Eliminate A

Been wanting to do this route for a very long time, eyed it up every time I've been to Dow. Its a really impressive line which winds its way through some of the spectacular rock structures on the very imposing A Buttress, needless to say its very atmospheric! Its six pitches of VS, and I can now say that every pitch is certainly VS, and all of them deserve their technical grades! Probably the most significant image I have of the climb was of a wet day at Dow, coming of Murray's in the rain and seeing quite a lot of people not looking too happy at certain parts on the route and a whole world of fluorescent nylon tat beginning to appear! Was going to attempt it with Phil on the March weekend earlier in the year but were foxed firstly by the amount we drank the night before and secondly by the fact that it started to snow!

Had already been in the Lakes earlier in the week and experienced the atrocious weather, not really into this getting rained on! Forecast for the weekend brightened up though so spoke to Ash, debated and then decided to go for it on Saturday. Mega early start, up at 5.30am to make sure we were off the route before the rain came in. Got to Walna Scar soon after 8 and sorted rack, then re-sorted after deciding we had too much. Got to the bottom of the route for 9.30ish and were climbing soon after.

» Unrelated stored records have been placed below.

PR #419, opened 2013-06-26
Fix starting of web service inside Vumi Go API

hodgestar:
Currently:
- The Vumi Go API naively adds a child service inside `setup_worker`. The worker service is already started at this point so that does nothing useful. :/


hodgestar:
This doesn't actually appear to have fixed production. The symptom (losing the connection to Redis after a bit) persists.

hodgestar:
See also praekelt/vumi#577 for the txredis reconnecting issue.

jerith:
:+1:

PR #420, opened 2013-06-27
Provide better error reporting in routing view and add password to the routing API calls.

hodgestar:
Currently:
- The routing view provides very little feedback if its request to the Go API fails.
- Clicking `save` on the routing view requests a username and password.


hodgestar:
Backbone.Rpc doesn't support authentication as far as I can tell (see [backbone.rpc.js line 127](https://github.com/asciidisco/Backbone.Rpc/blob/master/src/backbone.rpc.js#L127) so this might be a bit tricky.

hodgestar:
We need to pass in `username` and `password` options to the `$.ajax` call (see http://api.jquery.com/jQuery.ajax/).

justinvdm:
Backbone's `save()` and `fetch()` allow us to pass in `success` and `error` callbacks, which gets passed to `Backbone.sync`. Backbone.rpc overrides `Backbone.sync` to be rpc-like, but currently, it doesn't do anything with the `error` callback. I suspect this is unintentional, but regardless, we will need to send a PR upstream or something before we will be able to handle erroneous `save()`s and `fetch()`es.

justinvdm:
Ready for review!

hodgestar:
:+1:

PR #422, opened 2013-06-27
Client tests should unregister models from the Backbone.Relational store instead of resetting the store

justinvdm:
We use `Backbone.Relational.store.reset()` to reset the store Backbone.Relational uses to keep track of models. We need to do this since tests will try create models with the same ids and attributes, and Backbone.Relational will complain.

The problem with doing this is that `Backbone.Relational.store.reset()` also resets the submodel types it keeps track of. This means that models with subtypes instantiated after a `Backbone.Relational.store.reset()` won't be instances of their subtype.

To solve this, we should be unregistering the models from the store after each test.


peterp:
:+1:

PR #426, opened 2013-06-27
Add go_manage_conversation for managing conversations.

hodgestar:
Its first features will be:
- listing conversations for an account
- showing conversation config

### DIFF
--- a/go/base/management/commands/go_manage_conversation.py
+++ b/go/base/management/commands/go_manage_conversation.py
@@ -40,6 +40,8 @@ class Command(BaseCommand):
             self.list_conversations(user_api)
             return
 
+        if 'conversation_key' not in options:
+            raise CommandError('Please specify a conversation key')
         conversation = user_api.get_wrapped_conversation(
             options['conversation_key'])
         if conversation is None:
--- a/go/base/management/commands/go_manage_conversation.py
+++ b/go/base/management/commands/go_manage_conversation.py
@@ -52,9 +52,11 @@ class Command(BaseCommand):
 
     def list_conversations(self, user_api):
         conversations = user_api.active_conversations()
-        for c in conversations:
-            self.stdout.write("%s (type: %s, key: %s)"
-                              % (c.name, c.conversation_type, c.key))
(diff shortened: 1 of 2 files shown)


go/base/management/commands/go_manage_conversation.py
```diff
@@ -0,0 +1,62 @@
...
+        make_option('--list',
+                    dest='list_conversations',
+                    action='store_true', default=False,
+                    help='List the active conversations in this account.'),
+        make_option('--show-config',
+                    dest='show_config',
+                    action='store_true', default=False,
+                    help='Display the config for a conversation'),
+    ]
+    option_list = BaseCommand.option_list + tuple(LOCAL_OPTIONS)
```
jerith, line 29: Why build a list and call `tuple()` instead of just building a tuple?

go/base/management/commands/go_manage_conversation.py
```diff
@@ -0,0 +1,62 @@
...
+        user_api = vumi_api_for_user(user)
+
+        if options.get('list_conversations'):
+            self.list_conversations(user_api)
+            return
+
+        conversation = user_api.get_wrapped_conversation(
+            options['conversation_key'])
+        if conversation is None:
+            raise CommandError('Conversation does not exist')
```
jerith, line 48: We probably need a better error if the conversation isn't specified.

go/base/management/commands/go_manage_conversation.py
hodgestar, line 29: Mostly because it's what we do elsewhere and because square brackets look nicer?

go/base/management/commands/go_manage_conversation.py
hodgestar, line 48: Good point. Will fix and add test.

go/base/management/commands/go_manage_conversation.py
hodgestar, line 29: Fix pushed.

jerith:
:+1:

PR #428, opened 2013-06-28
Hook up conversation lifecycle stuff in the UI

jerith:

PR #429, opened 2013-06-28
Some extra machinery to support the new conversation lifecycle.

jerith:
This is used by #428. I screwed up the issue number in the branch name. :-/

### DIFF
--- a/go/vumitools/conversation/utils.py
+++ b/go/vumitools/conversation/utils.py
@@ -52,6 +52,13 @@ class ConversationWrapper(object):
         yield self._release_batches()
 
     @Manager.calls_manager
+    def archive_conversation(self):
+        self.c.set_status_finished()
+        yield self.c.save()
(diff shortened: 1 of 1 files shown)


go/vumitools/conversation/utils.py
```diff
@@ -52,6 +52,13 @@ def end_conversation(self):
         yield self._release_batches()
 
     @Manager.calls_manager
+    def archive_conversation(self):
+        self.c.set_status_finished()
+        yield self.c.save()
+        yield self._remove_from_routing_table()
+        yield self._release_batches()
```
hodgestar, line 59: I think these last two should actually happen before the status is set to finished?

hodgestar, line 59: Maybe everything has to support slightly inconsistent states anyway, so let's leave this.

hodgestar:
:+1:

PR #430, opened 2013-06-28
Move toy dialogue state view and model out of tests

justinvdm:
We add a toy state model and view subtype to dialogue states for tests. This happens after `DialogueStateModel`'s submodel's are added to `Backbone.Relational.store`, so the store ends up not knowing about the toy dialogue state subtype.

Ash did the first pitch which didn't waste anytime starting with a short traverse and then up a steep wall. I followed him up and then led through onto the next pitch which was the longest, a 4b but with some tricky moves with lots of exposure. All the gear and holds were there they just took some looking for! Ash then came up and went through to do a relatively short pitch of 4c which traversed a very delicate line above an overhand with quite a novel threaded nut for gear in the middle. We swapped again and I did the next one, up as the guidebook described it as a 'Crevasse line' simply a very big diagonal crack in the rock, brought back memories of savage slit, this was followed by a rather bold round a rib to the belay. I think as I made the move I made some 'comments' which Ash agreed with once he joined me at the belay, nothing but nearly 100m of air below your ankles kind of stuff. The next pitch was the photogenic one, well photogenic if you didn't mind your belayer leaving go of the rope to take some snaps of you while you perched on some very small holds, with not much gear and a very large drop... sort of like the photo in the guidebook! I then followed Ash up this superb pitch and led through onto the final one, another really good pitch of climbing, quite delicate and with quite a few bits that made you 'think'. Ran the rope up as far as I could to near the top of the buttress until drag got too much an brought Ash up we then moved up to the top and sat down and took in what we'd just done with some very big grins!

Back down to the car within an hour and into to Ambleside to meet Simon and peruse various shops in search of Merino Wool, eventually ended up getting one of Simon's which he bought a few months ago but hasen't really used as he isn't a fan of sleeves... and a bonus at £20! Called in very quickly at GT on the way back to say hi to Mr & Mrs Miller who were up there for the service team weekend and then drive rather quickly, on small minor roads while simultaneously searching for coffee to Waddacar. Spent a few hours there, leaching food from Pete's BBQ and talking to Ricko about the Gathering amongst other things.